Instructions for the task:
Using the material that follows, say how many lines contain the string "page". Answer with a number only.
━━━ Given information ━━━
PR #40409, opened 2025-07-17
chore: move EmbedGH live sample into the page

bsmth:
### Description

Moves an EmbedGH live sample into the page.

### Motivation

It's easier to maintain this way.


hamishwillee (approved):
Since I'm here, yay. 
We could do other things such as format this similar to the Web API examples etc. But that's in no way a requirement.

bsmth:
Nice, thanks!

PR #41226, opened 2025-09-20
Fix "the grid or row" with "the column or row"

mfuji09:
### Description

Fix "the grid or row" with "the column or row"

### Motivation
━━━
Task output:
2